Department of Biomaterials and Biomimetics, New York University College of Dentistry, New York, NY 10010, USA; Graduate Program in Dentistry, Positivo University, Curitiba, PR 81280-330, Brazil.
Graduate Program in Dentistry, Federal University of Pelotas, Pelotas, RS 96015-560, Brazil.
Dent Mater. 2019 May;35(5):763-771. doi: 10.1016/j.dental.2019.02.022. Epub 2019 Mar 1.
To investigate the wear behavior of novel graded glass/zirconia materials and their abrasiveness to the antagonist relative to homogeneous zirconias (polished or glazed) and a glass-ceramic.

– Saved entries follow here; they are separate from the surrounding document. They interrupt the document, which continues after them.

PR #290, opened 2016-06-29
chore(composer): adds phpunit to --dev

gsdevme:
PHPUnit 5.4 has a BC for this project, so I've added `<5.4` until that is resolved. I would _guess_ we need at least PHP 4.5+ but left it unrestricted for now.

### DIFF
--- a/composer.json
+++ b/composer.json
@@ -37,7 +37,8 @@
         "php-http/mock-client": "~0.1",
         "symfony/process": "^2.3||^3.0",
         "symfony/http-kernel": "^2.3||^3.0",
-        "puli/composer-plugin": "^1.0.0-beta9@beta"
+        "puli/composer-plugin": "^1.0.0-beta9@beta",
+        "phpunit/phpunit": "^4.5.0 || ^5.0.0 <5.4"
     },
     "suggest": {
         "php-http/discovery": "When not explicitly instantiating the php-http client for the proxy client",
--- a/.travis.yml
+++ b/.travis.yml
@@ -36,7 +36,7 @@ before_script:
   - if [ "$TRAVIS_PHP_VERSION" = 'hhvm' ]; then ./tests/ci/install-apache-hhvm.sh; fi
 
 script:
-  - phpunit --coverage-clover=coverage.clover
+  - vendor/bin/phpunit --coverage-clover=coverage.clover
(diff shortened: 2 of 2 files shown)


dbu:
please also adjust [travis.yml](https://github.com/FriendsOfSymfony/FOSHttpCache/blob/master/.travis.yml#L39) to run ./bin/phpunit instead of the globally installed phpunit so that we see if we installed a workable version.

composer.json
```diff
@@ -37,7 +37,8 @@
         "php-http/mock-client": "~0.1",
         "symfony/process": "^2.3||^3.0",
         "symfony/http-kernel": "^2.3||^3.0",
-        "puli/composer-plugin": "^1.0.0-beta9@beta"
+        "puli/composer-plugin": "^1.0.0-beta9@beta",
+        "phpunit/phpunit": "<5.4"
```
dbu: we have one build with composer --prefer-lowest to check that too old versions are not ok. this should probably be `^5.0.0 <5.4` to avoid too old versions of phpunit.

gsdevme: Sure, updated :)

gsdevme:
@dbu Seems we can't have PHPUnit 5 as the project is still supporting PHP 5.5... although given 5.5 is now EOL should it not be increased to PHP 5.6 in the composer and dropped from the travis?

dbu:
is there a reason we need phpunit 5 and can't use phpunit 4? symfony itself, even symfony 3.1, still supports php 5.5 so i would love to keep supporting that for a while still.

gsdevme:
Like I said, I think PHP 4.5 would be ok but I would need to test. Symfony 3.1 might support PHP 5.5 but Doctrine doesn't to my understanding? I will try with 4.x versions later today and find out which one works.

dbu:
maybe `^4.5.0 || ^5.0.0 <5.4`?

dbu:
does the version constraint i proposed to allow both phpunit 4 and 5 work out?

gsdevme:
Sorry I haven't had chance to try, will pick it up today.

gsdevme:
@dbu Looks like thats working nicely, StyleCI is failing but nothing to do with this. Once merged I will rebase into my other PR to ensure thats working.

dbu:
thanks, looks good. indeed the styleci complaints should go away once this is merged to master.

PR #300, opened 2016-07-18
Updating dependencies, using discovery 1.0

### LINKED ISSUE #268: should we depend on discovery or not?
see https://github.com/php-http/discovery/issues/33 and https://github.com/php-http/discovery/issues/41 for some discussion. in the future, depending on discovery which needs puli might even trigger downloading puli.phar... 

as the user needs to specify a HTTPlug adapter explicitly anyways, we could just link to discovery and stop using the discovery inside FOSHttpCache alltogether. this would also mean we have to avoid discovering the message factory.

Nyholm:
This will remove the dependency on Puli. The php-http/discovery library is very lightweight, we should consider moving it from require-dev to require. 

This will fix #268

### DIFF
--- a/composer.json
+++ b/composer.json
@@ -27,12 +27,12 @@
         "symfony/event-dispatcher": "^2.3||^3.0",
         "symfony/options-resolver": "^2.7||^3.0",
         "php-http/client-implementation": "^1.0.0",
-        "php-http/message": "^1.0.0"
+        "php-http/message": "^1.0.0",
+        "php-http/discovery": "^1.0"
     },
     "require-dev": {
         "mockery/mockery": "~0.9.1",
         "monolog/monolog": "^1.0",
-        "php-http/discovery": "^1.0",
         "php-http/guzzle6-adapter": "^1.0.0",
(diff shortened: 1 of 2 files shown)


composer.json
```diff
@@ -32,12 +32,11 @@
     "require-dev": {
         "mockery/mockery": "~0.9.1",
         "monolog/monolog": "^1.0",
-        "php-http/discovery": "~0.8",
+        "php-http/discovery": "^1.0",
```
dbu: yes, lets move it to require.

Nyholm:
Those style issues was not introduced by me. Should I fix them?

dbu:
i will see about the style issue. i think its an update from the symfony code standard.

i was wondering if we need to remove mention of puli in the doc, but the docs actually are still about version 1 with explicit guzzle binding: http://foshttpcache.readthedocs.io/en/latest/proxy-clients.html

i will open an issue for that so we don't forget to update the docs before releasing.

Nyholm:
Thank you for merging.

Graded glass/zirconia specimens were prepared by sintering with concurrent glass-infiltration of pre-sintered zirconia (3Y-TZP) with a polished or as-machined surface. Monolithic zirconia samples were sintered and their surfaces were polished or glazed (as-machined). Glass-ceramic samples were obtained and the surface polished. All specimens were subjected to chewing simulations with a steatite antagonist (r = 3 mm) and a cyclic load of 50 N. Quantitative measurements of wear and roughness were performed on ceramics and antagonists for prescribed number of cycles. Damage sustained in ceramics and antagonists was analyzed by SEM.
The polished zirconia presented little to no variation in wear depth (2 μm) and roughness (0.06 μm). Graded and glazed zirconia experienced a rapid increase in wear depth while the superficial glass layer was present (until 1000 cycles), but showed little variations afterwards - at 450k cycles ∼15 μm for graded and 78 μm for glazed zirconia. The glass-ceramic presented the greatest wear depth (463 μm) and roughness (1.48 μm). Polished zirconia, polished graded zirconia and glazed zirconia yielded significantly lower volumetric wear (∼3 mm) of the antagonist than as-machined graded zirconia and glass-ceramic (∼5 mm).
Polished graded zirconia and polished zirconia presented little wear and roughness, as well as yielded reduced antagonist wear. Glassy materials are both more susceptible to wear and more abrasive to the antagonist relative to zirconia.
研究新型分级玻璃/氧化锆材料的磨损行为及其对同相氧化锆(抛光或上釉)和玻璃陶瓷的抗磨损性。
通过在预烧结氧化锆(3Y-TZP)上进行共烧结玻璃渗透来制备分级玻璃/氧化锆样品,该氧化锆具有抛光或机械加工表面。烧结整体氧化锆样品,并对其表面进行抛光或上釉(机械加工)。获得玻璃陶瓷样品并对其表面进行抛光。所有样品均与滑石拮抗剂(r=3mm)和 50N 的循环载荷进行咀嚼模拟。在规定的循环次数下,对陶瓷和拮抗剂进行磨损和粗糙度的定量测量。通过 SEM 分析陶瓷和拮抗剂中所承受的损伤。
抛光氧化锆的磨损深度(2μm)和粗糙度(0.06μm)几乎没有变化。分级和上釉氧化锆在存在表面玻璃层时经历了磨损深度的快速增加(直到 1000 次循环),但随后变化很小 - 在 450k 次循环时,分级氧化锆约为 15μm,上釉氧化锆约为 78μm。玻璃陶瓷表现出最大的磨损深度(463μm)和粗糙度(1.48μm)。抛光氧化锆、抛光分级氧化锆和上釉氧化锆对拮抗剂的体积磨损(约 3mm)明显低于机械加工分级氧化锆和玻璃陶瓷(约 5mm)。
抛光分级氧化锆和抛光氧化锆的磨损和粗糙度都很小,并且对拮抗剂的磨损也较小。相对于氧化锆而言,玻璃材料更容易磨损且对拮抗剂的磨损更具研磨性。